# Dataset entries
▼

PR #676, opened 2016-06-10
Docker registry: prevent errors from getTags terminating polling agent

tomaslin:
sometimes the docker registry will have incorrect indexing of repositories. Seeing that it currently terminates the poling process whereas it should just be ignored.


tomaslin:
@lwander PTAL

lwander:
LGTM

PR #685, opened 2016-06-15
provider/aws: Replace one missed amazonCloudProvider.id with AmazonCl…

duftler:
…oudProvider.AWS. Without this fix, no provider-specific subnets can be retrieved.


duftler:
@cfieber fyi

cfieber:
shame

PR #691, opened 2016-06-18
provider/cloudfoundry: Add version specific route for canary testing

gregturn:
To support canary testing, Cloud Foundry-based server groups need a version-specific route ALSO mapped during deployment. This is also handled during enable/disable server group operations.


gregturn:
@spinnaker/reviewers PTAL

lwander:
LGTM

▲

# Work request
Repeat all of the data exactly.

# Written solution
PR #676, opened 2016-06-10
Docker registry: prevent errors from getTags terminating polling agent

tomaslin:
sometimes the docker registry will have incorrect indexing of repositories. Seeing that it currently terminates the poling process whereas it should just be ignored.


tomaslin:
@lwander PTAL

lwander:
LGTM

PR #685, opened 2016-06-15
provider/aws: Replace one missed amazonCloudProvider.id with AmazonCl…

duftler:
…oudProvider.AWS. Without this fix, no provider-specific subnets can be retrieved.


duftler:
@cfieber fyi

cfieber:
shame

PR #691, opened 2016-06-18
provider/cloudfoundry: Add version specific route for canary testing

gregturn:
To support canary testing, Cloud Foundry-based server groups need a version-specific route ALSO mapped during deployment. This is also handled during enable/disable server group operations.


gregturn:
@spinnaker/reviewers PTAL

lwander:
LGTM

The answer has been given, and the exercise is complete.